Doh. I'm a tard. I meant 20.6 GHz, not 21.6 GHz. It's early, cut me some slack. :P
Michael Powell's Incompetence ... They can't even friggn manage Power and Freq.
It's the policies Powell is currently promoting that brought you cordless phones and WiFi, and is bringing you UWB PANs, WiMAX, and a host of other stuff.
They're rehacking underused spectrum to make it easier to get new stuff working and deployed, and make it available to you sooner. Some is being sold off, some is being released to a commons.
It's an experiment to see which works better. And it's already bearing fruit.
Maybe the commons will work better. Maybe the property model will. But one thing we DO know already: EACH has already gotten more handy tech into consumers' hands than the licensing regime they replaced.

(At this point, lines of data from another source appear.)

PR #2681, opened 2018-08-26
Fix non threadsafe HW shutdown

emontnemery:
Many HW classes shuts down the connection before the worker thread. This is unsafe and causes crashes.
Also add forgotten join() of the worker in MochadTCP.

### DIFF
--- a/hardware/Tellstick.cpp
+++ b/hardware/Tellstick.cpp
@@ -238,7 +238,11 @@ bool CTellstick::StopHardware()
     m_bIsStarted = false;
     m_cond.notify_all();
     lock.unlock();
-    m_thread.join();
+    if (m_thread)
+	{
+		m_thread->join();
+		m_thread.reset();
+	}
     return true;
 }
 
--- a/hardware/Tellstick.cpp
+++ b/hardware/Tellstick.cpp
@@ -238,8 +238,7 @@ bool CTellstick::StopHardware()
     m_bIsStarted = false;
     m_cond.notify_all();
     lock.unlock();
-    if (m_thread.joinable()) //TODO: Why do we only join the thread if it's joinable?
-        m_thread.join();
+    m_thread.join();
     return true;
 }
 
--- a/hardware/Tellstick.cpp
+++ b/hardware/Tellstick.cpp
@@ -238,7 +238,7 @@ bool CTellstick::StopHardware()
     m_bIsStarted = false;
     m_cond.notify_all();
     lock.unlock();
-    if (m_thread.joinable())
+    if (m_thread.joinable()) //TODO: Why do we only join the thread if it's joinable?
         m_thread.join();
     return true;
 }
--- a/hardware/CurrentCostMeterTCP.cpp
+++ b/hardware/CurrentCostMeterTCP.cpp
@@ -68,6 +68,12 @@ bool CurrentCostMeterTCP::isConnected()
 
 bool CurrentCostMeterTCP::StopHardware()
 {
+	m_stoprequested=true;
+	if (m_thread)
+	{
+		m_thread->join();
+		m_thread.reset();
+	}
 	if (isConnected())
 	{
 		try {
@@ -111,16 +117,10 @@ bool CurrentCostMeterTCP::ConnectInternal()
 
 void CurrentCostMeterTCP::disconnect()
 {
-	m_stoprequested=true;
 	if (m_socket==INVALID_SOCKET)
 		return;
 	closesocket(m_socket);
 	m_socket=INVALID_SOCKET;
-	sleep_seconds(1);
-	if (m_thread)
-	{
-		m_thread->join();
-	}
 }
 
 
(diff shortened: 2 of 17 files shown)


hardware/Tellstick.cpp
```diff
@@ -238,7 +238,7 @@ bool CTellstick::StopHardware()
     m_bIsStarted = false;
     m_cond.notify_all();
     lock.unlock();
-    if (m_thread.joinable())
+    if (m_thread.joinable()) //TODO: Why do we only join the thread if it's joinable?
```
gizmocuz: this line can be removed

emontnemery:
OK, I fixed the review comments.
Please note this needs to merged at the same time as #2680.

emontnemery:
@gizmocuz Rebased, should be ready for merge!

hardware/Tellstick.cpp
```diff
@@ -238,8 +238,7 @@ bool CTellstick::StopHardware()
     m_bIsStarted = false;
     m_cond.notify_all();
     lock.unlock();
-    if (m_thread.joinable()) //TODO: Why do we only join the thread if it's joinable?
-        m_thread.join();
+    m_thread.join();
```
gizmocuz: Everywhere in the code we perform

```
if (m_thread)
{
 m_thread,join();
}
```

Of course it is safe (now....!) to assume there is always a thread.. if StartHardware is called... but who knows in the feature...

gizmocuz: and a m_thread.reset

gordonb3:
I have a feeling that the assumption being made here is not correct. If it is unsafe for the worker to access a closed connection, which will also affect mainworker accessing WriteToHardware(), that issue should be targeted directly within the hardware class itself because this situation may also be triggered by the remote at any given time.

What causes the thread to finish is this:
```
m_stoprequested = true;
```

Depending on the hardware class that may actually take some time though, particularly if locking I/O operations are used by that worker. If there are crashes during hardware shutdown - which I have not seen for a long time - I'd say the most likely cause for that will be the instant `join` and `reset` after the informing the worker it should finish what it is doing, in effect expecting that the stop will be instant.

The logical solution for this being to let the worker report back that it has in fact finished, e.g. by setting a boolean value `m_stopreached` to true. Or.... Didn't we already have a signal for that?

emontnemery:
@gordonb3 There is no race if there is a write request while the HW is shutting down. Such write will never be sent to the HW because the HW is deleted from the m_hardwaredevices before calling stop:
Please see here:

Bantam Dominique roosters crow a four-note song. Once you've heard it as "Happy BIRTHday" you can't NOT hear it that way
fog is NOT water vapour... it is a fine suspension of water droplets...
Donald 'Duck' Dunn: We had a band powerful enough to turn goat piss into gasoline.
I thought I was the only person who had worked with measuring water vapor with microwave radiometry. The systems I worked with were all satellite based (~28, ~22 and ~37 GHz) and I have to imagine that radiating in these bands at the surface could easily overwhelm the thermal emissions from the surface and atmosphere. See the following for more info: http://topex-www.jpl.nasa.gov/technology/instrumen t.html
and
http://gfo.bmpcoe.org/Gfo/Mission/missiond.htm
And the knowledge that they fear is a weapon to be used against them...
Car radar is used to for cruise control on Mercedes line of cars which is used to both adjust the throttle and even apply the brake when needed. They are the only ones I know that using radar based cruise control. Infiniti and Lexus both use laser based cruise control. If you have a radar detector you can actually detect people driving with their cruise control on.
Have you ever been to a turkish prison?
In fact, I'd be more worried on a hot humid day, because there is far more water vapour per cubic meter in the air than there is on a cold day.
Donald 'Duck' Dunn: We had a band powerful enough to turn goat piss into gasoline.